╭─ Records

PR #96, opened 2015-08-22
CURATOR-214 - Implemented new ZK API to allow Stat objects to be retu…

cammckenzie:
…rned as part of the creation of a new ZNode.

### DIFF
--- a/curator-framework/src/main/java/org/apache/curator/framework/imps/CreateBuilderImpl.java
+++ b/curator-framework/src/main/java/org/apache/curator/framework/imps/CreateBuilderImpl.java
@@ -34,6 +34,8 @@ import org.apache.zookeeper.CreateMode;
 import org.apache.zookeeper.KeeperException;
 import org.apache.zookeeper.Op;
 import org.apache.zookeeper.data.ACL;
+import org.apache.zookeeper.data.Stat;
+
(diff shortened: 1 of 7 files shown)


curator-framework/src/main/java/org/apache/curator/framework/imps/CreateBuilderImpl.java
```diff
@@ -520,12 +539,127 @@ public void processResult(int rc, String path, Object ctx, String name)
...
+                acling.getAclList(operationAndData.getData().getPath()),
+                createMode,
+                new AsyncCallback.Create2Callback() {
+                    
+                    @Override
+                    public void processResult(int rc, String path, Object ctx, String name, Stat stat) {
+                        trace.commit();
+                        
+                        //Need to manually populate the provided stat here.
+                        storingStat.setAversion(stat.getAversion());
```
Randgalt: is this the only place this is done? Seems like a candidate for a utility.

cammckenzie: Yeah, this is the only place that it's done which is why I left it inline.

Randgalt:
+1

╰─

▸ **Task statement**:
The line containing "CURATOR-214 - Implemented" begins the span, and the last line of the records above ends it. Return that span exactly, and nothing outside it.

▸ **Response to this exercise**:
CURATOR-214 - Implemented new ZK API to allow Stat objects to be retu…

cammckenzie:
…rned as part of the creation of a new ZNode.

### DIFF
--- a/curator-framework/src/main/java/org/apache/curator/framework/imps/CreateBuilderImpl.java
+++ b/curator-framework/src/main/java/org/apache/curator/framework/imps/CreateBuilderImpl.java
@@ -34,6 +34,8 @@ import org.apache.zookeeper.CreateMode;
 import org.apache.zookeeper.KeeperException;
 import org.apache.zookeeper.Op;
 import org.apache.zookeeper.data.ACL;
+import org.apache.zookeeper.data.Stat;
+
(diff shortened: 1 of 7 files shown)


curator-framework/src/main/java/org/apache/curator/framework/imps/CreateBuilderImpl.java
```diff
@@ -520,12 +539,127 @@ public void processResult(int rc, String path, Object ctx, String name)
...
+                acling.getAclList(operationAndData.getData().getPath()),
+                createMode,
+                new AsyncCallback.Create2Callback() {
+                    
+                    @Override
+                    public void processResult(int rc, String path, Object ctx, String name, Stat stat) {
+                        trace.commit();
+                        
+                        //Need to manually populate the provided stat here.
+                        storingStat.setAversion(stat.getAversion());
```
Randgalt: is this the only place this is done? Seems like a candidate for a utility.

cammckenzie: Yeah, this is the only place that it's done which is why I left it inline.

Randgalt:
+1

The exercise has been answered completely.